Work instructions:
Write out the data below exactly, from its first line to the line containing "2. **Token-minting vendor", that line included.

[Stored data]
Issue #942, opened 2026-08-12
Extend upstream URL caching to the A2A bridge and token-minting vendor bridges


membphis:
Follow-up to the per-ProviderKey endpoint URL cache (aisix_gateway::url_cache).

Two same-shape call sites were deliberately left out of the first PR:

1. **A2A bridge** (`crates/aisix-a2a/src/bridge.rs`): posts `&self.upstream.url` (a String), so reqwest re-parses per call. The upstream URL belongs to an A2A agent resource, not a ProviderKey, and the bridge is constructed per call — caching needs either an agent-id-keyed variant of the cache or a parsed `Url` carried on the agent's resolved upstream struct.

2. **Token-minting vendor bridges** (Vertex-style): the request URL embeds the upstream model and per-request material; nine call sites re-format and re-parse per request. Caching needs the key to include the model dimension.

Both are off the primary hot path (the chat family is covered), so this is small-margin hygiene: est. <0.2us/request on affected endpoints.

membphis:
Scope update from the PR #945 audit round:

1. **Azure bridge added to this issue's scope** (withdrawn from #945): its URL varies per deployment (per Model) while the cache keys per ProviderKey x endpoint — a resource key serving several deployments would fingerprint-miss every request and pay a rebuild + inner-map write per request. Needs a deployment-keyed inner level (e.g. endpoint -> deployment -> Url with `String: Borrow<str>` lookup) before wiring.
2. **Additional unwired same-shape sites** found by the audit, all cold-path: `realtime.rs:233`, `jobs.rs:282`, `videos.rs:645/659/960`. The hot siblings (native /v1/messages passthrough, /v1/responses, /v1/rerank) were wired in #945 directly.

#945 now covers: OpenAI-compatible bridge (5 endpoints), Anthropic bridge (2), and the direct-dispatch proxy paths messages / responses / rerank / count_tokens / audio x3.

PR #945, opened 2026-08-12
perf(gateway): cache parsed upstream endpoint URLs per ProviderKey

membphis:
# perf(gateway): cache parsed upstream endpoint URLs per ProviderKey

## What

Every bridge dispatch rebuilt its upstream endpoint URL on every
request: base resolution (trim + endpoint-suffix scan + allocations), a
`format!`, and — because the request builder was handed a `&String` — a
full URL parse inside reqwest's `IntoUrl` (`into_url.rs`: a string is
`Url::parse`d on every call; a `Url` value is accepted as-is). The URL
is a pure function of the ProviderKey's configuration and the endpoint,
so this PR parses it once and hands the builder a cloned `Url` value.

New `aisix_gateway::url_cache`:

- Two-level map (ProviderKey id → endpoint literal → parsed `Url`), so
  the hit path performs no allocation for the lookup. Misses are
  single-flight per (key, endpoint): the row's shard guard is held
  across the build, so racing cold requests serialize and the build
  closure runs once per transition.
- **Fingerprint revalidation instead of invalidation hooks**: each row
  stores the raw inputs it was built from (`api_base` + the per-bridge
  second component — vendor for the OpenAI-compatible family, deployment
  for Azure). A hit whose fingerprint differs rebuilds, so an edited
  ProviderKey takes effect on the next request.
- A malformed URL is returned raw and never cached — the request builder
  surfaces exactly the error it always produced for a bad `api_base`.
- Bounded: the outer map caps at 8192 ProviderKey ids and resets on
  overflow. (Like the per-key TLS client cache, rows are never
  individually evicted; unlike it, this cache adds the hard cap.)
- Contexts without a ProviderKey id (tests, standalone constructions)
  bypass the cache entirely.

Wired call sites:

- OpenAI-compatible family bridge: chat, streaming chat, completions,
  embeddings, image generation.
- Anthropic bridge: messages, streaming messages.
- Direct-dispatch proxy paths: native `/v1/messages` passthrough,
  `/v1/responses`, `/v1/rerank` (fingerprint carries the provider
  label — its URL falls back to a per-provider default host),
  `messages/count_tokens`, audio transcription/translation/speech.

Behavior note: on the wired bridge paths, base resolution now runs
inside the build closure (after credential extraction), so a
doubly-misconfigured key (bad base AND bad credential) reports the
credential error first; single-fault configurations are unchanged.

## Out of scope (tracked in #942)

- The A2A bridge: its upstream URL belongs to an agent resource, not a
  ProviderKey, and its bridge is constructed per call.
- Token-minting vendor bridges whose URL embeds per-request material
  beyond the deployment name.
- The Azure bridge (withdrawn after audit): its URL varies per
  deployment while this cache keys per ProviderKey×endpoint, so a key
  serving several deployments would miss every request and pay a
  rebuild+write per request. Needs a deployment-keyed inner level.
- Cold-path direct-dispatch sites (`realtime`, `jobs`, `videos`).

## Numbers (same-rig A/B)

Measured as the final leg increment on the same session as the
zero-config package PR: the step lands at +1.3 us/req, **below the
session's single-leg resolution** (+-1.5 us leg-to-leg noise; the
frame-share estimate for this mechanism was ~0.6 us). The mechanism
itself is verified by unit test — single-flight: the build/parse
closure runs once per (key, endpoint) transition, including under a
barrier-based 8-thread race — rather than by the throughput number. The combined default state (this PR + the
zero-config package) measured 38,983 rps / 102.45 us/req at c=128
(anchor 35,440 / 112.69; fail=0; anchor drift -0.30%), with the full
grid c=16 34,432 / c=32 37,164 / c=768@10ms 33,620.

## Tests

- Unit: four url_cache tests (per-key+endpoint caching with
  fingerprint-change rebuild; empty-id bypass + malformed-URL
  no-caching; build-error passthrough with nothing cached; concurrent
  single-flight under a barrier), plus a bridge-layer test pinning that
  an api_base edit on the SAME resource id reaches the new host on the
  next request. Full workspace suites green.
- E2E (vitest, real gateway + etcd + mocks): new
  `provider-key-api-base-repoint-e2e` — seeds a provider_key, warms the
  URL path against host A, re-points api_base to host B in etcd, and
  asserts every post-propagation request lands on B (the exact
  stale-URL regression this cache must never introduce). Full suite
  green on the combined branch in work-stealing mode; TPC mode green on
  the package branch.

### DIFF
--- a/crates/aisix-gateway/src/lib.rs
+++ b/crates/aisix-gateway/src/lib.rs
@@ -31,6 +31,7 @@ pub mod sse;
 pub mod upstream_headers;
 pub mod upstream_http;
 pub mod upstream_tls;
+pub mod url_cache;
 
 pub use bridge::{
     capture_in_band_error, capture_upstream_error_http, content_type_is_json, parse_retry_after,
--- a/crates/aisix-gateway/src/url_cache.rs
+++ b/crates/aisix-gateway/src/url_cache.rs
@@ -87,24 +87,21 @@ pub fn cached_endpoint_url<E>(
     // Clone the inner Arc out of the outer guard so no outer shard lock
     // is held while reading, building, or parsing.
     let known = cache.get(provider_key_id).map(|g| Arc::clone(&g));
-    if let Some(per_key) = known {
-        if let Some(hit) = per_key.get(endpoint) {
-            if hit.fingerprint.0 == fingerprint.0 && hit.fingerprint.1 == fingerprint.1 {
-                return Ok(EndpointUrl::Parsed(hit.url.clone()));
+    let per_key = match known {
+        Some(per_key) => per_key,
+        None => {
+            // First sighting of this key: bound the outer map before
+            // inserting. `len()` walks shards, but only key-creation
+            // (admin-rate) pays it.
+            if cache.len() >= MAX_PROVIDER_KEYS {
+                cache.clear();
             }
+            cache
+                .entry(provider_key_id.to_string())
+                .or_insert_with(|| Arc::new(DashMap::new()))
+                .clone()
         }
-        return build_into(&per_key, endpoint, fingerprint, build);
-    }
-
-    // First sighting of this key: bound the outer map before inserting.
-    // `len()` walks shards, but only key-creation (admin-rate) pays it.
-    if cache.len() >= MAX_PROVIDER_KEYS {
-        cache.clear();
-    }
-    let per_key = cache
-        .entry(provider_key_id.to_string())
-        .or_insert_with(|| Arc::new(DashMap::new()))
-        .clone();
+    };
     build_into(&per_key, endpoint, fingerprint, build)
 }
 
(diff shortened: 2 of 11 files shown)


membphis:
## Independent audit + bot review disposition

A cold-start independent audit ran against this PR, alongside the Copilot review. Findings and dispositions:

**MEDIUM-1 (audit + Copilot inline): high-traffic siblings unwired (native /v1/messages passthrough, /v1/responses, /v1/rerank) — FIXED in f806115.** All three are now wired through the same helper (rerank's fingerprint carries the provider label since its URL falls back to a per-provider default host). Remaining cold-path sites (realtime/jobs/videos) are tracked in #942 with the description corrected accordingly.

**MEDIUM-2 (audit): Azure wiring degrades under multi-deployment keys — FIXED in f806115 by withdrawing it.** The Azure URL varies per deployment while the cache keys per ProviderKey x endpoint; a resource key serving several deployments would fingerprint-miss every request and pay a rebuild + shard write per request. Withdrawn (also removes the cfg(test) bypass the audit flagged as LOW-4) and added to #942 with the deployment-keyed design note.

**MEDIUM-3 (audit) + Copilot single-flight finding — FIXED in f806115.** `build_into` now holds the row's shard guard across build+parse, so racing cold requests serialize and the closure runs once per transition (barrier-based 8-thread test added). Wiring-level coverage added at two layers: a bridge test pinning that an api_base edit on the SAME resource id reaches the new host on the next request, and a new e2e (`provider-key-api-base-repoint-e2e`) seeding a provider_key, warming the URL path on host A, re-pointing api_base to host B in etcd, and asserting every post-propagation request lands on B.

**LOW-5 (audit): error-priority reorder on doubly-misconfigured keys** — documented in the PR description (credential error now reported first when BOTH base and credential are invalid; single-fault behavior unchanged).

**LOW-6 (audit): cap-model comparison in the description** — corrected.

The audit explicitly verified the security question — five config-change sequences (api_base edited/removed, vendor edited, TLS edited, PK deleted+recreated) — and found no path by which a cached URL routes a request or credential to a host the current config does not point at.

Your response:
Issue #942, opened 2026-08-12
Extend upstream URL caching to the A2A bridge and token-minting vendor bridges


membphis:
Follow-up to the per-ProviderKey endpoint URL cache (aisix_gateway::url_cache).

Two same-shape call sites were deliberately left out of the first PR:

1. **A2A bridge** (`crates/aisix-a2a/src/bridge.rs`): posts `&self.upstream.url` (a String), so reqwest re-parses per call. The upstream URL belongs to an A2A agent resource, not a ProviderKey, and the bridge is constructed per call — caching needs either an agent-id-keyed variant of the cache or a parsed `Url` carried on the agent's resolved upstream struct.

2. **Token-minting vendor bridges** (Vertex-style): the request URL embeds the upstream model and per-request material; nine call sites re-format and re-parse per request. Caching needs the key to include the model dimension.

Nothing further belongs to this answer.